Detection of Mild Cognitive Impairment Using Facial Features in Video Conversations
Muath Alsuhaibani, Hiroko H. Dodge, Mohammad H. Mahoor
TL;DR
Early, non-invasive detection of Mild Cognitive Impairment (MCI) in community settings is addressed by a two-stage pipeline that uses a $128$-dimensional latent facial representation from a CAE and a transformer-based temporal model. Temporal encoding is achieved with segments and sequences using positional embeddings $P = P_M + P_S + P_p$, operating on video frames downsampled to $10$ fps, and a four-layer transformer with a classification token. The best configuration yields about $88\%$ accuracy and $AUC\approx0.87$, outperforming non-temporal baselines and competitive with prior modality-based methods on the I-CONECT dataset.
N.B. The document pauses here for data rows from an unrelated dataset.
PR #82, opened 2026-06-25
Eko 214/4c1 call sends message and resolves promise

Iam-Ebuka:
### Summary

Adds client-side RPC support to ConnectionManager, enabling request/response method calls over the WebSocket connection.

### Changes
Added call(name, ...args) to send method messages and return a promise for the response.
Added tracking of pending RPC requests keyed by request ID.
Implemented handling of result messages to resolve pending method calls and clean up request state.
Extended error message handling to reject pending method calls with the received EkoLiteError.
Refactored ID generation into a shared utility used by both subscriptions and RPC calls.

### Tested
Verifies call() sends a method message with the expected name, params, and generated ID.
Verifies a matching result message resolves the returned promise with the server result.
Verifies a matching error message rejects the returned promise with the server-provided EkoLiteError.

### Notes
No timeout or retry behavior is included in this change. Pending RPC calls remain unresolved until a matching result or error message is received

https://linear.app/ekohacks/issue/EKO-214/4c1-call-sends-message-and-resolves-promise

### DIFF
--- a/client/connectionManager.ts
+++ b/client/connectionManager.ts
@@ -1,6 +1,12 @@
 import { ClientSocketWrapper } from './clientSocket.ts';
 import { ReactiveStore } from './reactiveStore.ts';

This approach demonstrates a scalable, non-invasive screening path for MCI in real-world home settings, with future work including automated video quality assessment and multimodal fusion with speech data.
Abstract
Early detection of Mild Cognitive Impairment (MCI) leads to early interventions to slow the progression from MCI into dementia. Deep Learning (DL) algorithms could help achieve early non-invasive, low-cost detection of MCI. This paper presents the detection of MCI in older adults using DL models based only on facial features extracted from video-recorded conversations at home. We used the data collected from the I-CONECT behavioral intervention study (NCT02871921), where several sessions of semi-structured interviews between socially isolated older individuals and interviewers were video recorded. We develop a framework that extracts spatial holistic facial features using a convolutional autoencoder and temporal information using transformers. Our proposed DL model was able to detect the I-CONECT study participants' cognitive conditions (MCI vs. those with normal cognition (NC)) using facial features. The segments and sequence information of the facial features improved the prediction performance compared with the non-temporal features. The detection accuracy using this combined method reached 88% whereas 84% is the accuracy without applying the segments and sequences information of the facial features within a video on a certain theme.